22/6/12

Some mixed feelings ...!


 A busy life


       Just today, I have some mixed feelings. I can not describe my mood this time, both sad and disappointed about myself. I always want to learn and do something but I am an extremely lazy person. Seemingly, I forgot my target to take a master exam. Although my parents never support me to take exam and study more, I always wanna to try. I almost don’t learn any knowledge for exam and especially, an difficult subject – Chinese, which I know nothing. It’s rather challenging for me, and I feel scared of doing Chinese test in exam. I have to learn Chinese again at the beginning lessons. I consider myself that I can’t take M.A exam in September this year, and then taking another exam in March next year. However, when hearing from my friend about the register of taking M.A exam, I feel very sad and disappointed about myself. I want to cry much and then disappear in this life. I’m truly a worthless person.

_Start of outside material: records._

Issue #138, opened 2016-02-05
Serve compressed static assets from a CDN


symroe:
From @chris48s:
> At the moment, you're serving up some reasonably large js files (especially leaflet.js) from /static - but jquery, bootstrap and leaflet could all be pulled in from content delivery networks to reduce bandwidth requirements and reduce server load a bit. This probably isn't the most urgent improvement but it is very easy to do, so it seems like an easy win. I'll knock up a PR for this at the weekend, including a fallback to /static to avoid introducing an additional point of failure.

:+1: This, plus I expect we can optimize the assets we're using anyway.  I'm planning on swapping to Foundation (to keep us in line with the other DC projects), and we might find that using the SASS version of that will reduce the overall file size.

chris48s:
Finished/closed in new theme. :thumbsup:

PR #142, opened 2016-02-06
More efficient approach to loading javascript libraries

chris48s:
As discussed in #138.

A few notes:
- I've used [fallback.js](https://github.com/dolox/fallback) to provide resilience - it is a very lightweight library. Fallback can also do the same kind of thing for css, but I haven't done anything about that for the moment as you've said you plan to make significant changes to the css in the near future. Worth bearing in mind as there is further scope for optimisation if relying on generic css.
- I've put the same bit of code in base_full and base_embed (although base_embed doesn't actually seem to get used?) and some of the other templates also don't seem to be referenced anywhere - I guess some of it is WIP? If the intention is that both base templates will be used, I can refactor so this is more DRY as there is duplication here. Can you provide a bit of guidance on what's going on with the templates?
- While I was doing this, I spotted a few bits of invalid markup so I tidied those as well.


symroe:
On the templates:

The idea is that we can have a white label version of the site, currently at `/embed/` only, but in future this could be at `/foo/` and use a custom template (is one council wanted a specific design, for example).

To do this, I've hacked about with the URL configs in interesting ways.  You're best off looking at the `whitelabel` app for more on this, mainly `urls.py`, `context_processors.py` and `middleware.py`.

You'll see that `context_processors.py` is setting the `base_template` var to one of a list of values, with the last being `base_embed.html`.

The other fun thing is that the `whitelabel` app mounts the core URLs at the embed prefix – this is a bit of a hack, but it seems to work alright!

symroe:
Thanks for this, merged for now, and I'll get the common foundation stuff set up soon (it'll be a python package with the base templates and sass etc in)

       I have already got a bad news from my mother. Feeling very sad when hearing that my father gets an working accident while doing in a field. I can’t imagine so bad situation like that. I want to come back my home right now, but I still must work tomorrow, and just can return after finishing my work at 4.30 P.m. I feel extremely worried about my father’s status. I remembered that last time my mother also had to go to hospital to have an operation but no one talked with me about this news. When having heard from my relatives about my mum’s disease, I could not stop my tear and cry much. Indeed, I feel very painful in these situations.

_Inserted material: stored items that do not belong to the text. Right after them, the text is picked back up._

PR #145, opened 2016-02-14
Refactor base templates to reduce repitition

chris48s:
Following on from Pull Request #142, I've factored some repeated content out of the base templates. Hopefully this will make them a bit easier to maintain moving forwards.
refs #138

### DIFF
--- a/polling_stations/templates/template.html
+++ b/polling_stations/templates/template.html
@@ -1,11 +1,10 @@
 {% load staticfiles %}<!DOCTYPE html>
 <html lang="en" ng-app>
   <head>
+    <title>{% block title %}Polling Stations (Alpha){% endblock title %}</title>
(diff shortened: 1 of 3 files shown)


polling_stations/templates/template.html
```diff
@@ -0,0 +1,67 @@
+{% load staticfiles %}<!DOCTYPE html>
+<html lang="en" ng-app>
+  <head>
+    {% block meta %}{% endblock meta %}
+
+    {% block icons %}{% endblock icons %}
+
+    <title>{% block title %}Polling Stations (Alpha){% endblock title %}</title>
```
symroe: Something tells me the title should be before the meta and icons blocks – I think older IE version have a problem when they don't find the title in the first n bytes of the document…

chris48s:
good spot - cheers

          A week has gone away so fast that I can not imagine. After finishing my working in company, I still continue doing as tutor everyday. I think that when I am busy with working, no time for me to think about sad things in my life any more. Last time, I came back from my company early, no friend to talk and no place to go, I just rode motorbike around my city to kill time, and then felt relaxing to come my room. Since doing as a tutor, my life becomes more joyful, especially when discussing the lesson with my pupil. Luckily, I get some good information from my pupil, he is going to take an exam to become an official position in provincial departments. He suggests me to try in this exam , but I have not got my graduation certificate. I don’t understand why my friends in other universities also get this certificate, but we always have to wait for a long time. It is unmeaning time for waiting. I always wanna to try in this official exam, what I should do now, just wait and wait for…I feel extremely hateful with this way.
        Today, I want to go to bed early and be longing for tomorrow coming soon. Thus, I can come back my hometown as soon as possible, I feel very worried about my father.. Goodnight someone!